Use Google-style docstrings:

def complex_function(
    param1: str,
    param2: int,
    param3: Optional[float] = None,
) -> tuple[str, int]:
    """Short description of function.

    Longer description if needed. Can span multiple lines and
    include examples or important notes.

    Args:
        param1: Description of param1
        param2: Description of param2
        param3: Optional parameter description.
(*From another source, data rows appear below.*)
PR #492, opened 2020-01-14
Make code Python 3 compliant.

susilehtola:
The PR has straightforward print syntax changes to pyscf/tools/Molpro2Pyscf/MolproXml.py and pyscf/tools/Molpro2Pyscf/example_Pd_atom.py, which should not cause any problems.

The PR also fixes incorrect indentation in pyscf/dmrgscf/p_dmrg.py, for which Python throws an error.


susilehtola:
@sunqm thanks for the other merges; this is the final one for now.

PR #508, opened 2020-01-30
Get rid of SyntaxWarning

h-larsson:


h-larsson:
I see that frozen can also be a list. An ugly fix would be something like ```numpy.all(numpy.asarray(mycc.frozen) == 0)``` or explicit ```isinstance``` checking.

The SyntaxWarning for identity checks occurs for python 3.8:
https://docs.python.org/3.8/whatsnew/3.8.html#changes-in-python-behavior

sunqm:
when .frozen is an iterable object, its elements are the indices of the orbitals to be frozen ( https://github.com/pyscf/pyscf/blob/master/pyscf/cc/ccsd.py#L835) . The statement `numpy.all(frozen==0)` does not give the right check for this definition.

I'd consider the logic like
```
if not ((frozen is None)
        or (isinstance(mycc.frozen, (int, numpy.integer)) and mycc.frozen == 0)
        or (len(mycc.frozen) == 0)):
    ....
```
if isinstance(mycc.frozen, np.ndarray) and len(mycc.frozen)

sunqm:
Merged in commit 3fac20bfc9373191488458ce55bf9905451b788a

PR #561, opened 2020-03-21
Spin density analysis for UHF

jamesETsmith:
I added two new functions in `uhf.py`: `mulliken_spin_pop()` and `mulliken_meta_spin()` (aliased as `mulliken_spin_pop_meta_lowdin_ao()`). I've also added a test to `test_uhf.py` comparing the results from the new functionality to results from another package.

Let me know if there are other features/documentation/testing I should add. I've chosen to keep this function separate from `mf.analyze()` since calling it and returning the spin density would break the previous behaviour of `analyze()` in several scripts in PySCF. 

Thanks to @linusjoonho for pointing out the need for this and writing the `mulliken_spin_pop()` function.

### DIFF
--- a/pyscf/scf/test/test_uhf.py
+++ b/pyscf/scf/test/test_uhf.py
@@ -121,6 +121,13 @@ class KnownValues(unittest.TestCase):
         pop, chg = mf.mulliken_pop_meta_lowdin_ao(mol, dm, pre_orth_method='ano')
         self.assertAlmostEqual(numpy.linalg.norm(pop), 12.322626374896178, 9)
 
+    def test_mulliken_spin_pop(self):
+        Ms_true = [0.990027, 0.504987, 0.504987]
+        _, Ms = mf2.mulliken_spin_pop()
+        self.assertAlmostEqual(Ms[0], Ms_true[0],5)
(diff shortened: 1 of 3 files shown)


sunqm:
Looks good to me. The spin density analysis may be added to uhf analyze function, if you prefer the analysis dumped by default in the UHF calculations. I'll leave this PR a few days for possible updates.

jamesETsmith:
@sunqm would it be ok if `mf.analyze()` called the spin density analysis, but didn't return the values? If users wanted to work with the spin density directly they could call the spin density functions directly. Does that seem like an ok solution?

sunqm:
This solution looks good to me.

On Mon, Mar 23, 2020 at 08:02:48AM -0700, James E T Smith wrote:
> @sunqm would it be ok if `mf.analyze()` called the spin density analysis, but didn't return the values? If users wanted to work with the spin density directly they could call the spin density functions directly. Does that seem like an ok solution?
> 
> -- 
> You are receiving this because you were mentioned.
> https://github.com/pyscf/pyscf/pull/561#issuecomment-602654928

--

jamesETsmith:
I've added the solution I mentioned above. Travis seems to have failed for two builds here, but on my fork, it passed all builds.

PR #565, opened 2020-03-24
Make breaksym behave the same way in atom and huckel guess.

susilehtola:
This PR adds `breaksym` to the `huckel` guess, as well as fixes `breaksym` for the `atom` guess that used to

1. set the alpha density matrix to 1e-2 times the overlap and
2. set the block diagonal of the beta density matrix to that of the alpha matrix

i.e. the `atom` guess was not used at all with `breaksym`!

### DIFF
--- a/pyscf/scf/uhf.py
+++ b/pyscf/scf/uhf.py
@@ -54,10 +54,10 @@ def init_guess_by_atom(mol, breaksym=BREAKSYM):
     dm = hf.init_guess_by_atom(mol)
     dma = dmb = dm*.5
     if breaksym:
-        #Add off-diagonal part for alpha DM
-        dma = mol.intor('int1e_ovlp') * 1e-2
+        #remove off-diagonal part of beta DM
+        dmb = numpy.zeros_like(dma)
         for b0, b1, p0, p1 in mol.aoslice_by_atom():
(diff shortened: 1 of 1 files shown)


fishjojo:
The breaksym option for huckel guess has been added in 7123be0ca4be25e513494f79852e001f181048d7.
The atom guess is ok as `dma` is block diagonalized instead of `dmb`.

susilehtola:
If you use my code, please use my commits...

susilehtola:
I don't see how the atom guess is correct.

fishjojo:
Sorry, I have to add other things besides your code...
For atom guess,
```
def init_guess_by_atom(mol, breaksym=BREAKSYM):
    dm = hf.init_guess_by_atom(mol)
    dma = dmb = dm*.5
    if breaksym:
        #Add off-diagonal part for alpha DM
        dma = mol.intor('int1e_ovlp') * 1e-2
        for b0, b1, p0, p1 in mol.aoslice_by_atom():
            dma[p0:p1,p0:p1] = dmb[p0:p1,p0:p1]
    return numpy.array((dma,dmb))
```
You see that `dma` is set to `dmb`, not the opposite... Note that atom guess is block diagonalized, so here we add small off-diagonal terms to `dma`.

susilehtola:
OK, I guess that's fine.

PR #566, opened 2020-03-24
WIP: implement the superposition of fitted atomic potentials guess

susilehtola:
This PR implements the [fitted version](https://arxiv.org/abs/2002.02587) of the [superposition of atomic potentials](https://pubs.acs.org/doi/10.1021/acs.jctc.8b01089) guess (#564), which only requires three-center two-electron integrals.

Things that are still missing:

1. proper normalization of the contraction coefficients. The contraction coefficients should **not** be normalized by PySCF; instead, the input coefficients should be kept as is. They should sum to `-Z`, the negative of the nuclear charge. Then, before the integrals are calculated, the coefficients `c_p` just have to be multiplied with `(\alpha_p / pi)^{3/2}` so that the density primitives are normalized.
2. handling of ghost atoms; they should be skipped altogether in the auxiliary basis


susilehtola:
I'd appreciate help for the missing pieces.

PR #579, opened 2020-04-05
Restricted IP-/EA-ADC and efficiency improvements to unrestricted IP-/EA-ADC

Samragni-93:
This PR contributes changes to the ADC module that supports calculation of IP/EA of closed- and open-shell molecules. The new features are:

- Spin-restricted ADC (RADC) for closed-shell molecules 
- The efficiency of the UADC code has been significantly improved by taking advantage of BLAS operations for expensive tensor contractions and reduction in the overall memory usage
- Preconditioner for Davidson’s iterative algorithm has been modified to ensure better convergence
- Modifications to the ADC code interface to allow for a direct calculation of excitation energies and properties
- New example files (pyscf/examples/adc) and unit tests


gkc1000:
Have you compared lib.einsum using tblis, rather than np.einsum(optimize=True)?

ssh2:
> Have you compared lib.einsum using tblis, rather than np.einsum(optimize=True)?

We tried replacing np.einsum with lib.einsum. For most of the contractions, it did not improve efficiency and sometimes increased timings by ~ 10 %. Most of the expensive contractions were implemented using np.dot by forming intermediates, without the use of einsum. There are few contractions where @Samragni-93 ended up using lib.einsum.

gkc1000:
But was lib.einsum also compiled to use tblis? We have generally seen
significant speedups when tblis is used, particularly w.r.t.
multithreading, if I recall correctly.

ssh2:
> But was lib.einsum also compiled to use tblis? We have generally seen significant speedups when tblis is used, particularly w.r.t. multithreading, if I recall correctly.
> […](#)

Not sure. We'll check that and let you know.

ssh2:
> > But was lib.einsum also compiled to use tblis? We have generally seen significant speedups when tblis is used, particularly w.r.t. multithreading, if I recall correctly.
> > […](#)
> 
> Not sure. We'll check that and let you know.

We replaced np.einsum with lib.einsum and tested pyscf compiled with tblis. Indeed, we see up to 15-20% speedup. Thanks for the suggestion. This is addressed in a9ef3721c2d2252a599723fc206d727dc89ba414 .

ssh2:
We are ready to merge this. Any objections?

gkc1000:
Go ahead and merge

PR #592, opened 2020-04-24
allow passing breaksym in arguments for kmf calculations

sunchong137:
Hi there,

I am using the KUHF function in pbc.scf to do some k-space mean-field calculations. I found that the initial guess of KUHF breaks spin symmetry by default, which causes unphysical results in my calculations. I tried to turn it off but found that breaksym argument is defined as an environment variable, which makes this option very inflexible. Therefore, I added the argument "breaksym" to the get_init_guess() function with the minimal change to the code. I only made changes to the parts that I am using.

Thanks,
Chong

### DIFF
--- a/pyscf/pbc/scf/kuhf.py
+++ b/pyscf/pbc/scf/kuhf.py
@@ -387,7 +387,7 @@ class KUHF(khf.KSCF, pbcuhf.UHF):
                     'alpha = %d beta = %d', *self.nelec)
         return self
 
-    def get_init_guess(self, cell=None, key='minao'):
+    def get_init_guess(self, cell=None, key='minao', breaksym=False):
         if cell is None:
             cell = self.cell
         dm_kpts = None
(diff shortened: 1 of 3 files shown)


fishjojo:
You can add a `.pyscf_conf.py` file at your working directory or HOME directory in which you set 
`scf_uhf_init_guess_breaksym=False`

sunchong137:
Hi there,
Thanks for taking care of the pull request.
I figured out that if I only make changes to the get_init_guess() functions that I used, other functions will get errors when called, so the pull request should be closed. 
However, as I wrote in the pull request comments, setting the environment variable will make calculations ONLY break symmetry or not break symmetry, I have to change scf_uhf_init_guess_breaksym constantly when submitting jobs, which is very inconvenient.

Thanks,
Chong

fishjojo:
@sunchong137 
I have added an attribute `init_guess_breaksym` for UHF. So now you can specify whether or not to use symmetry broken initial guesses as follows:
```
kmf = pbc.scf.KUHF(cell, kpts)
kmf.init_guess_breaksym = False
kmf.kernel()
```

PR #604, opened 2020-05-08
Bare bones support for libxc development branch

susilehtola:
The current development branch of libxc has reorganized the handling of hybrid functionals to allow functionals like HISS to be implemented. The branch also includes support for double hybrids.

With this patch, the libxc master branch can be used with PySCF.

The patch also restores earlier functionality that allows reading in the list of functionals from libxc, which is now handled via a `__config__` parameter.


susilehtola:
Could this be merged?

PR #658, opened 2020-07-06
Newton casscf dev

MatthewRHermes:
Enable newton_casscf and SA-CASSCF gradient application to the state_average_mix MC-SCF solver (state_average_mix is an important feature that other programs like OpenMolcas don't have). This involved tightening the loop over states in newton_casscf.py, which also increases efficiency because the inactive-virtual orbital rotation diagonal block of the Hessian is identical for all states. It also involves writing new functions "states_make_rdm*" which I've added to both state_average and state_average_mix FCI solvers.


MatthewRHermes:
Not sure how to approach the failing checks for the Python 3.6 and Python 3.7 cases, since those tests don't fail locally for me and I'm using Python 3.7.3 myself.

sunqm:
It might be a bug of eigh function in scipy 1.5. wheels for python3.6 and python3.7 . I can occasionally catch the problem but not yet find a way to reproduce. I'll handle the PR when the scipy problem is solved.

MatthewRHermes:
Well I merged the latest dev myself and it works now...

PR #699, opened 2020-09-07
Actions/workflow CI

mjw99:
Initial actions/workflow CI.

This should mimic what was previously being done in the Travis CI. It should also form the basis for further actions such as linting, deployment etc.

Example of this running can be found [here](https://github.com/mjw99/pyscf/actions/runs/243418711).


fishjojo:
looks ok to me

PR #700, opened 2020-09-08
Batching of integrals for PE and PE(ECP) repulsive potentials

maxscheurer:
For large environments, `pyscf` can run into memory issues in PE calculations. This PR splits up the integral computations into individual batches, depending on how much memory is available.

Furthermore, this PR adds the feature to use repulsive potentials on the environment sites to avoid electron spill-out (https://doi.org/10.1021/acs.jctc.9b01162).


maxscheurer:
I have no idea why the tests are failing... can anyone help me with this please? 😄

maxscheurer:
The memory estimation for PE is still a bit unreliable, so I'm going to make some tweaks before this can be merged.

PR #737, opened 2020-10-14
Add warning and screen negative norms in SC-NEVPT2

bogdanoff:
It turns out that even with deterministic solvers, some of the perturber states have negative norm.
Now all the contributions with negative norms are screened and a warning is printed.

Here is an output of CAS(2,2) case for system including two Cu2+ with cc-pvdz basis
```
CASCI E = -3851.42285404094  E(CI) = -1.21547445991519  S^2 = 0.0000000
Density matrix diagonal elements [1.08742974 0.91257026]
Inactive and virtual orbitals were pseudo-canonicalized for NEVPT
Sr    (-1)',   E = -0.00003725711411
Si    (+1)',   E = -0.00002053164168
Sijrs (0)  ,   E = -2.29929845036311

WARN: 26075 perturber states have negative norm
Largest negative norm is -0.00032381144271730663
Sum of negative norms is -0.021714265535472073

Sijr  (+1) ,   E = -0.10135929403462

WARN: 66729 perturber states have negative norm
Largest negative norm is -0.00032158452641913254
Sum of negative norms is -0.04182706487968975

Srsi  (-1) ,   E = -0.16495261735336
Srs   (-2) ,   E = -0.00006119692458
Sij   (+2) ,   E = -0.00004437366205
Sir   (0)' ,   E = -0.02011240527878
Nevpt2 Energy = -2.585886126372277
:: NEVPT2 for sing -3854.008740
```
But even C2 example gives negative norms.

This PR is only the first step to the actual fix. The negative norms show up for Sijr(+1) Srsi(-1), which seem to be prone to numerical instabilities. @sunqm , do you have an idea?

### DIFF
--- a/pyscf/mrpt/nevpt2.py
+++ b/pyscf/mrpt/nevpt2.py
@@ -323,7 +323,8 @@ def Sr(mc,ci,dms, eris=None, verbose=None):
         +  numpy.einsum('ipqr,rpqa,ia->i',h2e_v,dm2,h1e_v)*2.0\
         +  numpy.einsum('ip,pa,ia->i',h1e_v,dm1,h1e_v)
 
-    return _norm_to_energy(norm, ener, mc.mo_energy[nocc:])
+    return _norm_to_energy(norm, ener, mc.mo_energy[nocc:],
+                           log=logger.Logger(mc.stdout, logger.WARN))
 
 def Si(mc, ci, dms, eris=None, verbose=None):
     #Subspace S_i^{(1)}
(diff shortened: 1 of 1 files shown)


sunqm:
Good to have this check. I don't understand why this happens. Is there a theoretical reason or a signal of bug in the program? Is this observed in other NEVPT2 implementations?

gkc1000:
The norm has to be positive, but the way it is evaluated in the code
involves lots of addition and subtraction. Someone should really check
against DALTON or Molpro ...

Defaults to None.

    Returns:
        A tuple containing:
        - Processed string value
        - Count of operations

    Raises:
        ValueError: If param2 is negative
        TypeError: If param1 is not a string

    Examples:
        >>> result = complex_function("test", 5)
        >>> print(result)
        ('processed_test', 5)
    """

Updating Documentation

  1. Update relevant .md files in docs_src/
  2. Add examples for new features
  3. Update the changelog
  4. Run docs locally to verify:
    mkdocs serve
    

Submitting Pull Requests

PR Checklist

  • [ ] Tests pass (pytest)
  • [ ] Code is formatted (ruff format)
  • [ ] No linting errors (ruff check)
  • [ ] Type checks pass (mypy)
  • [ ] Documentation updated
  • [ ] Changelog entry added
  • [ ] PR description is clear

PR Template

## Description
Brief description of changes

## Type of Change
- [ ] Bug fix
- [ ] New feature
- [ ] Breaking change
- [ ] Documentation update

## Testing
- [ ] Unit tests pass
- [ ] Integration tests pass
- [ ] Manual testing completed

## Checklist
- [ ] My code follows the project style
- [ ] I've added tests for my changes
- [ ] I've updated documentation
- [ ] I've added a changelog entry

Getting Help

Resources

Communication

  • Bug Reports: Use GitHub Issues with the bug template
  • Feature Requests: Use GitHub Issues with the feature template
  • Questions: Use GitHub Discussions
  • Security Issues: Email security@ganymede.bio

Code of Conduct

We follow the Contributor Covenant Code of Conduct. Please read and follow it in all interactions.

License

By contributing, you agree that your contributions will be licensed under the MIT License.